Also when a lab buys from these companies they pay something like £20 for a lg rat and £15 for a weaner rat £ 3 for a pinky

So we come second


----------



## Daredevil (Jul 10, 2007)

Breeding my own would be a nightmare. Mice and rats stink and i'm not to keen on them. If i did i think my mum and dad would make me have them in the garage!!:no1:


----------



## MSL (Jul 30, 2007)

Thanks for letting us know brian......will get a big pile ( of Weaners that is LOL) in the freezer tommorrow!


----------



## brian (Oct 22, 2005)

bradhollands999 said:


> Breeding my own would be a nightmare. Mice and rats stink and i'm not to keen on them. If i did i think my mum and dad would make me have them in the garage!!:no1:


It also very time consuming if you require a lot at a diffrent size...


----------



## brian (Oct 22, 2005)

MSL said:


> Thanks for letting us know brian......will get a big pile ( of Weaners that is LOL) in the freezer tommorrow!


 
:lol2: wish I relised a few weeks ago would have got a few more
but last week I ordered 200 then and only 50 turned up so dint question it and this week only 25 turned up so I questioned it....And you lot know the rest....

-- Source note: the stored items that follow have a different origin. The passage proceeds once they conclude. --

PR #4220, opened 2026-07-22
Remove memory limit from node image kindnet container

### LINKED ISSUE #4215: kindnet's 50Mi Guaranteed memory limit causes continuous executable-page refault thrashing (60+ MB/s disk reads) on rotational disks
**What happened**:

On a host where the kind node's storage is a rotational (5400 RPM) disk, the four `kindnetd` pods (one per node) collectively read **60–80 MB/s continuously** from disk, pinning it at ~90% utilization and making the whole host unusably slow (10–15s stalls opening/closing unrelated desktop apps). There is **no OOMKill** — kindnetd runs happily; it just thrashes the disk forever.

**Root cause** (traced end-to-end):

`kindnet-cni` is configured with `requests == limits == { cpu: 100m, memory: 50Mi }`, i.e. **Guaranteed QoS with a hard 50Mi cap** ([const_cni.go](https://github.com/kubernetes-sigs/kind/blob/main/pkg/build/nodeimage/const_cni.go)). The kindnetd binary is a ~40MB Go executable, mapped as **file-backed** (clean) code pages. The Go runtime heap + goroutine stacks push `memory.current` right up against the 50Mi cap. To stay under the limit the kernel does **direct reclaim**, and clean file-backed pages (the executable itself) are the cheapest thing to evict — they can always be re-read from disk. The very next instruction kindnetd runs then **refaults** that code page back in from the node's disk. Reclaim → refault → reclaim → refault, millions of times.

soz im off line now for a few hours


----------



## punky_jen (Feb 22, 2007)

Yeah they do stink, i keep my mice in the shed, the rats arn't too bad though...compared to the mice anyway.


----------



## rockkeeper (Apr 5, 2007)

well might have to start breeding again or find someone else breeding them,


----------



## repti-mon (Aug 31, 2007)

freekygeeky said:


> just a quick question how much on average do you pay for 1 pinkie baby mouse.


 
I pay £2.50 for 10 pinkies and boxes of locusts and crickets are £1.50 each which ain't bad really, cheapest i've seen anywhere!!! shame i'll be moving further away from them soon tho


----------



## Onissarle (Mar 1, 2007)

4.11 Rats - Average litter 10 ish
1.5 Multis (recently cut back) - Average litter 8 ish
5.20 (ish) Mice - Average litter 8 ish

Mice and multis breed freely. We cull them at various sizes and put them in one of our freezers for future use. We especially stock pile pinkies for future hatchling snakes. We mostly keep the multis for problem feeders like my eldest royal.

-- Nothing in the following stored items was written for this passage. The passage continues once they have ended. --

PR #4221, opened 2026-07-22
Build node images in CI if changed

stmcginnis:
This updates our provider testing to build the node images if it looks like source files have changed. This allows us to validate node image changes as part of normal CI workflows.

If there are changes in `pkg/build` or `images` we will build a node image using official binaries. That image will then be loaded and used for spinning up the test cluster used as part of the CI, for each provider being tested. If nothing has changed that looks like it will impact the node image, then it just pulls and uses the default - the way things have been operating so far.


stmcginnis:
cc @BenTheElder 

Based on https://github.com/kubernetes-sigs/kind/pull/4220#discussion_r3632717198

PR #4227, opened 2026-07-28
Fix index-out-of-range panic parsing docker info DriverStatus

onkar717:
`mountDevMapper()` in `pkg/cluster/internal/providers/docker/util.go` parses `docker info -f '{{json .DriverStatus }}'` output into a `[][]string` and indexed `item[0]`/`item[1]` with no length check. Docker's `DriverStatus` is a list of `[key, value]` pairs, but nothing guarantees every entry has exactly 2 elements across docker versions and storage drivers the podman
provider in this same repo already had to work around an analogous "output format changed between versions" issue on its own storage-info parsing (it now unmarshals into a typed struct instead of raw arrays).

This function runs unconditionally as part of building docker run args for  every node container on every `kind create cluster` call with the docker provider (the default provider), via `commonArgs` in `provision.go`. A single malformed `DriverStatus` entry would panic the whole CLI mid cluster-creation instead of just skipping that entry.

## What this PR does

Extracts the pair-walking loop into a small pure helper, `backingFilesystem`, that skips entries without exactly 2 elements instead of indexing them directly. Extracting it into its own function was necessary to get real unit test coverage without faking the `docker info` exec call `mountDevMapper` itself isn't practical to unit test directly since it shells out to `docker`.

Adds `util_test.go` the first tests this file has ever had covering the normal case, the no-match case, and the two malformed shapes that would have panicked before this fix (single-element entry, empty entry).

## Testing

- `go test ./pkg/cluster/internal/providers/docker/...` passes.
- Confirmed the malformed-entry test cases actually reproduce the original panic: temporarily removed the length guard locally and got the exact  `index out of range [1] with length 1` panic out of `mountDevMapper`'s real code path, then restored the guard and reran green.
- `golangci-lint run` (pinned v2.11.3, repo config at   `hack/tools/.golangci.yml`) reports 0 issues on the changed package.

No associated issue found while reading the docker-provider provisioning path for real, self-contained bugs. Happy to file one if a maintainer would prefer it tracked separately.

### DIFF
--- a/pkg/cluster/internal/providers/docker/util.go
+++ b/pkg/cluster/internal/providers/docker/util.go
@@ -82,14 +82,23 @@ func mountDevMapper() bool {
 	if err := json.Unmarshal([]byte(lines[0]), &dat); err != nil {
 		return false
 	}
-	for _, item := range dat {
-		if item[0] == "Backing Filesystem" {
-			storage = strings.ToLower(item[1])
-			break
-		}
-	}
+	storage = backingFilesystem(dat)
 
 	return storage == "btrfs" || storage == "zfs" || storage == "xfs"
+}
+
+// backingFilesystem returns the lowercased "Backing Filesystem" value from
+// docker's `DriverStatus` pairs, e.g. [["Backing Filesystem","extfs"], ...].
+// DriverStatus entries are not guaranteed to have exactly 2 elements across
+// docker versions/storage drivers, so malformed entries are skipped instead
+// of indexed directly.
+func backingFilesystem(driverStatus [][]string) string {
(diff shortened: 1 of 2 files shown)


BenTheElder:
> No associated issue found while reading the docker-provider provisioning path for real, self-contained bugs. Happy to file one if a maintainer would prefer it tracked separately.

Is this a real bug you experienced, or theoretical?

This PR repeatedly says "docker [...] is not guaranteed to [...]" but broadly docker's CLI data format is what it actually returns rather than a committed spec. Have we seen this in the wild?

https://www.kubernetes.dev/docs/guide/pull-requests/#ai-guidance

We only breed a couple of female rats at a time and house the males seperately so we can control the rate of breeding to what we need and what we can manage at the time. Obviously, we can send our rat production through the roof at any given time.

That's to feed our current 26 snakes and make up part of the diet of two tegus and a nile monitor as well as prepare for future breeding projects. They take up half a room and euthanising them on that scale isn't for everyone so deciding to breed your own is a big decision and not for the faint hearted.

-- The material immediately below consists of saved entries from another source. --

PR #4228, opened 2026-07-30
docs: label min kind versions for v1alpha4 config options

### LINKED ISSUE #2026: label required version for config options, and other compatibility details

https://kind.sigs.k8s.io/docs/user/configuration/ should surface what the minimum version of kind is for each config field, any differences in behavior, and the minimum apiVersion for the field.

The versions would probably look best as some sort of marker (table?) below each heading, but we should try some things to see what works best to effectively communicate all of this. Some of it should probably just be text within the details of the feature, renamed fields, etc.

**Why is this needed**:

To more clearly communicate support.

---

I think we should probably just start with v1alpha4, it's probably not worth it to go back and document older alphas in depth, we're not really going to support year old kind versions yet ...

amarkdotdev:
## Summary
Fixes #2026

Adds compatibility markers on the configuration guide for newer `kind.x-k8s.io/v1alpha4` fields where the minimum kind (and Kubernetes) versions matter for users scanning the page. Baseline fields that have been available since early `v1alpha4` are left unmarked to avoid noise. Also documents `networking.dnsSearch`, which was previously missing from the page.

This is intentionally incremental: call out useful newer requirements first, with a shortcode so later fields can follow the same pattern.

## Test plan
- [ ] Preview `site/content/docs/user/configuration.md` and confirm compatibility tables appear only for newer fields (dual-stack, kubeProxyMode additions, dnsSearch, labels)
- [ ] Confirm baseline sections no longer show v0.6.0-era compatibility tables
- [ ] Spot-check versions against release history (dual-stack/labels/`none` v0.11.0, `dnsSearch` v0.18.0, `nftables` v0.23.0)
- [ ] Confirm Hugo renders the new `configcompat` shortcode without errors

### DIFF
--- a/site/content/docs/user/configuration.md
+++ b/site/content/docs/user/configuration.md
@@ -39,6 +39,15 @@ You can also include a full file path like `kind create cluster --config=/foo/ba
 The structure of the `Cluster` type is defined by a Go struct, which is described
 [here](https://pkg.go.dev/sigs.k8s.io/kind/pkg/apis/config/v1alpha4#Cluster).
 
+### Version Compatibility
+
+This page documents the current config apiVersion, `kind.x-k8s.io/v1alpha4`
+(the only supported apiVersion in current kind releases).
+
+Where it helps, newer options include a short compatibility table with the
+minimum kind version (and Kubernetes version when one applies). Older baseline
+`v1alpha4` fields are left unannotated so this page stays easy to scan.
+
 ### A Note On CLI Parameters and Configuration Files
 
 Unless otherwise noted, parameters passed to the CLI take precedence over their
@@ -141,6 +150,7 @@ networking:
 {{< /codeFromInline >}}
 
 ##### Dual Stack clusters
+
 You can run dual stack clusters using `kind` 0.11+, on kubernetes versions 1.20+.
 
 {{< codeFromInline lang="yaml" >}}
@@ -215,11 +225,12 @@ networking:
   disableDefaultCNI: true
 {{< /codeFromInline >}}
 
-
 #### kube-proxy mode
 
-You can configure the kube-proxy mode that will be used, between iptables, nftables (Kubernetes v1.31+), and ipvs.
-By default iptables is used
+You can configure the kube-proxy mode that will be used, between iptables, nftables, and ipvs.
+By default iptables is used.
+
+{{< configcompat field="networking.kubeProxyMode (nftables)" kind="v0.23.0" kubernetes="v1.31" >}}{{< /configcompat >}}
 
 {{< codeFromInline lang="yaml" >}}
 kind: Cluster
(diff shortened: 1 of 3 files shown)


stmcginnis:
I think it may make sense to call out newer changes, but I don't see much value in making the configuration page longer to call out changes in very old versions like v0.6.0. Or maybe we need a separate compatibility reference page with complete details for everything. I know folks are already missing configuration details because this page is too long to quickly parse.

Also note the bot message. You will need to amend your commit and force push it to remove the "Fixes" line. Those issue management keywords are not allowed in commit messages, only in the PR description, as it can have unintended side effects for things like backports.

BenTheElder:
> [...]  but I don't see much value in making the configuration page longer to call out changes in very old versions like v0.6.0 [...]

Agreed. Those versions are unlikely to work at all on common distros currently. Not worth the noise. We don't have nearly that level of commitment to compatibility at this stage anyhow.

amarkdotdev:
Thanks @stmcginnis and @BenTheElder — updated based on your feedback:

- Dropped the old baseline callouts (`v0.9` / `v0.11` tables)
- Kept only newer annotations: `dnsSearch` (v0.18) and `nftables` kubeProxyMode (v0.23 / Kubernetes v1.31)
- Rewrote the commit message to remove the `Fixes` keyword (left the issue link in the PR description only)

Happy to trim further if you want even less on the page. Still needs `/ok-to-test` when convenient.

amarkdotdev:
Friendly bump on this one. CI is green on my side and it's been sitting a few weeks with no review yet. Happy to adjust if priorities shifted or if there's anything I can do to help move it forward. Thanks!

site/content/docs/user/quick-start.md
```diff
@@ -131,11 +131,6 @@ On Windows via Winget (https://github.com/microsoft/winget-pkgs/tree/master/mani
 winget install Kubernetes.kind
 {{< /codeFromInline >}}
 
-On Arch Linux via pacman (https://archlinux.org/packages/extra/x86_64/kind/)
```
stmcginnis, line 134: Is there a reason for removing this?

site/content/docs/user/configuration.md
```diff
@@ -215,11 +225,12 @@ networking:
...
 
-
 #### kube-proxy mode
 
-You can configure the kube-proxy mode that will be used, between iptables, nftables (Kubernetes v1.31+), and ipvs.
-By default iptables is used
+You can configure the kube-proxy mode that will be used, between iptables, nftables, and ipvs.
+By default iptables is used.
+
+{{< configcompat field="networking.kubeProxyMode (nftables)" kind="v0.23.0" kubernetes="v1.31" >}}{{< /configcompat >}}
```
stmcginnis, line 233: This rendered formatting doesn't look right. The fields are larger than the section headers.

Image

It also takes up a lot of screen real estate. Really for these things I think if it matters, a small text note of "this is available as of Kubernetes v1.31)" would be preferable to a big block of fields and values.

site/content/docs/user/configuration.md
```diff
@@ -39,6 +39,15 @@ You can also include a full file path like `kind create cluster --config=/foo/ba
 The structure of the `Cluster` type is defined by a Go struct, which is described
 [here](https://pkg.go.dev/sigs.k8s.io/kind/pkg/apis/config/v1alpha4#Cluster).
 
+### Version Compatibility
```
stmcginnis, line 42: Version compatibility mentioned inline should be self-explanatory. I don't think we need to add a section for this.

stmcginnis (commented):
Thanks for taking a look at this. I'm still not convinced this is needed though.

amarkdotdev:
Hey maintainers, a review when you can would be great.

amarkdotdev:
Closing this PR. Thanks for the review time.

Yes, they do smell a lot more than reptiles.


----------



## sami (Oct 23, 2006)

we did breed our own, but with the amount of snakes we have now, that need weaner / large / xlarge rat sizes, we just don't have the time or space to grow them on big enough. 

plus my asthma is getting worse, and i have a feeling being in a room full of rodents every day can't help. 

and now i'm at uni full time, it's just far too time consuming. i'm putting everything in to this course, and don't want to have too many other things taking up time i get at home. 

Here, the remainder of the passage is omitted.